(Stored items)
╔══

PR #4502, opened 2021-11-12
Fix 4314 - Items in settings errors transient not displayed on settings update

### LINKED ISSUE #4314: Items added to settings_errors transient are not displayed on settings update

iCaspar:
## Description

Changes our settings error process to use `add_settings_error` instead of the settings_errors transient.

Fixes #4314

## Type of change

Same as grooming.

## How Has This Been Tested?

Checked that errors are being displayed on local development environment.

# Checklist:

### DIFF
--- a/inc/admin/admin.php
+++ b/inc/admin/admin.php
@@ -246,7 +246,7 @@ function rocket_rollback() {
 add_action( 'admin_post_rocket_rollback', 'rocket_rollback' );
 
 /**
- * After a rollback has been done, replace the "return to" link by a link pointing to WP Rocket's tools page.
+ * After a rollback has been done, replace the "return to" link by a link pointing to WP Rocket's tools page.
  * A link to the plugins page is kept in case the plugin is not reactivated correctly.
  *
  * @since  3.2.4
--- a/inc/admin/options.php
+++ b/inc/admin/options.php
@@ -155,13 +155,13 @@ function rocket_pre_main_option( $newvalue, $oldvalue ) {
 	}
 
 	if ( $errors ) {
-		$error_message  = _n( 'The following pattern is invalid and has been removed:', 'The following patterns are invalid and have been removed:', array_sum( array_map( 'count', $errors ) ), 'rocket' );
+		$error_message = _n( 'The following pattern is invalid and has been removed:', 'The following patterns are invalid and have been removed:', array_sum( array_map( 'count', $errors ) ), 'rocket' );
 
 		foreach ( $errors as $error ) {
 			$error_message .= '<ul><li>' . implode( '</li><li>', $error ) . '</li></ul>';
 		}
 
-		$errors         = [];
+		$errors = [];
 
 		$rocket_settings_errors[] = [
 			'setting' => 'general',
--- a/inc/admin/options.php
+++ b/inc/admin/options.php
@@ -120,13 +120,14 @@ function rocket_pre_main_option( $newvalue, $oldvalue ) {
 	$is_form_submit = WP_ROCKET_PLUGIN_SLUG === $is_form_submit;
 	$errors         = [];
 	$pattern_labels = [
-		'exclude_css'       => __( 'Excluded CSS Files', 'rocket' ),
-		'exclude_inline_js' => __( 'Excluded Inline JavaScript', 'rocket' ),
-		'exclude_js'        => __( 'Excluded JavaScript Files', 'rocket' ),
-		'cache_reject_uri'  => __( 'Never Cache URL(s)', 'rocket' ),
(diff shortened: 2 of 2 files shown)


mostafa-hisham (approved):

Mai-Saad:
@iCaspar please find my notes/Qs below while exploring the PR:

1- `PHP Warning:  preg_match(): Compilation failed: missing closing parenthesis` will exist in logs for  Defer, and Delay JS => just confirming that the current PR won't fix this problem, right?

2- Notice is not displayed for the following fields although `gtag(` was removed: Never Cache Url(s), Always Purge URL(s), Preload Cache, and Preload Fonts => will we handle their notice in the current PR?

3- Although  `gtag(` is removed and notice is displayed for combine js, we have this warning in debug.log `PHP Warning:  preg_match(): Compilation failed: missing closing parenthesis at offset 928 in /var/www/new.rocketlabsqa.ovh/htdocs/wp-content/plugins/wp-rocket/inc/Engine/Optimization/Minify/JS/Combine.php on line 914` (same warning on the trunk while notice not displayed) => Will this be fixed with 1 related issue?

4- Q: which fields shall escape invalid regex by adding `\` and which fields shall remove invalid regex totally?

iCaspar:
On 1 and 3, indeed, this will not fix any warnings. This PR will ONLY address that the message is not being displayed when an invalid entry was removed.

On 2 and 4, the notice should be displayed for an invalid regex that is removed in the following fields:
```
		'exclude_css'       => __( 'Excluded CSS Files', 'rocket' ),
		'exclude_inline_js' => __( 'Excluded Inline JavaScript', 'rocket' ),
		'exclude_js'        => __( 'Excluded JavaScript Files', 'rocket' ),
		'cache_reject_uri'  => __( 'Never Cache URL(s)', 'rocket' ),
		'cache_reject_ua'   => __( 'Never Cache User Agent(s)', 'rocket' ),
		'cache_purge_pages' => __( 'Always Purge URL(s)', 'rocket' ),
		'cdn_reject_files'  => __( 'Exclude files from CDN', 'rocket' ),
```

Mai-Saad:
@iCaspar Notice is displayed for all mentioned fields except `'cache_reject_uri'  => __( 'Never Cache URL(s)', 'rocket' ),` and `'cache_purge_pages' => __( 'Always Purge URL(s)', 'rocket' ),` Can we handle those?

- Other Note: If we have multiple invalid regex, the notice is displayed only on the last item.

Example: When excluding the following from CSS :
```
h(.*)apply(.*)(
h(.*)apply(.*))
gtag(
(test
```
although all items were removed from the field, the notice is :
lastErrorOnly 

Shouldn't we display all removed items in the notice?

iCaspar:
@Mai-Saad @piotrbak 

> Shouldn't we display all removed items in the notice?

Yes!
I've added a bit to make that happen now. Should be like this:
Screen Shot 2021-11-22 at 10 59 52 AM

Also, looks like in the case of 
* Never Cache URLs
* Always Purge URLs, and
* Exclude files from CDN
Turns out we are also, _**in a different sanitization**_, removing anything from those fields that is not an actual file -- regardless of any regex.
It will probably be better to handle these 3 in a separate issue/pr.

Also, I've added the DelayJS to the pattern fields that will display here based on regex removal. So at least the "Warning" part of #4136 should be applied here (not the other things about notices in logs, etc.)

Mai-Saad (commented):
As per discussions and latest analysis, this PR works as expected to display notice for all mentioned fields (except Never Cache URL and Always purge URL => will be in another ticket)

Notes:
- Some notices have a typo (will be in another ticket)
- Some fields cause warning (will be in another ticket)
-  Exclusion for `test\(` is removed from js/CSS files (will be in another ticket)
- Analysis Sheet here https://docs.google.com/spreadsheets/d/1NQz8vhTpuTa9Jqaf8TcyfLmhinc0Lx59ulo_ZUR9r0c/edit?usp=sharing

╚══

- Your goal:
Which lines above carry the string "current"? Copy those lines.

- Exercise answer:
1- `PHP Warning:  preg_match(): Compilation failed: missing closing parenthesis` will exist in logs for  Defer, and Delay JS => just confirming that the current PR won't fix this problem, right?
2- Notice is not displayed for the following fields although `gtag(` was removed: Never Cache Url(s), Always Purge URL(s), Preload Cache, and Preload Fonts => will we handle their notice in the current PR?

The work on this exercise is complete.